§ **EXERCISE BRIEF**:
Each record is to be printed exactly as given, down to the last mark.

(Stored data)
========================================

PR #417, opened 2022-06-22
tests: Use current_timestamp for freshness so tests work on most databases 

chamini2:


integration_tests/projects/010_source_freshness/load_freshness_table.py
```diff
@@ -14,4 +14,9 @@
 print(df)
 faldbt.write_to_source(df, "freshness_test", "freshness_table", mode="overwrite")
 
+from time import sleep
+
+# Let BigQuery cache load it
+sleep(10)
```
mederka, line 20: Could it be less than 10 seconds? This would add more minutes to our routing integration tests. Would be great to do this only if dbt-bigquery is there.

mederka (commented):
👍 

Just a minor comment

integration_tests/projects/010_source_freshness/load_freshness_table.py
chamini2: This happens only once in the tests, but yes, I think it can be less than 10 secs.

chamini2:
```suggestion
sleep(5)
```

mederka (approved):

========================================

§ **FINISHED TASK**:
PR #417, opened 2022-06-22
tests: Use current_timestamp for freshness so tests work on most databases 

chamini2:


integration_tests/projects/010_source_freshness/load_freshness_table.py
```diff
@@ -14,4 +14,9 @@
 print(df)
 faldbt.write_to_source(df, "freshness_test", "freshness_table", mode="overwrite")
 
+from time import sleep
+
+# Let BigQuery cache load it
+sleep(10)
```
mederka, line 20: Could it be less than 10 seconds? This would add more minutes to our routing integration tests. Would be great to do this only if dbt-bigquery is there.

mederka (commented):
👍 

Just a minor comment

integration_tests/projects/010_source_freshness/load_freshness_table.py
chamini2: This happens only once in the tests, but yes, I think it can be less than 10 secs.

chamini2:
```suggestion
sleep(5)
```

mederka (approved):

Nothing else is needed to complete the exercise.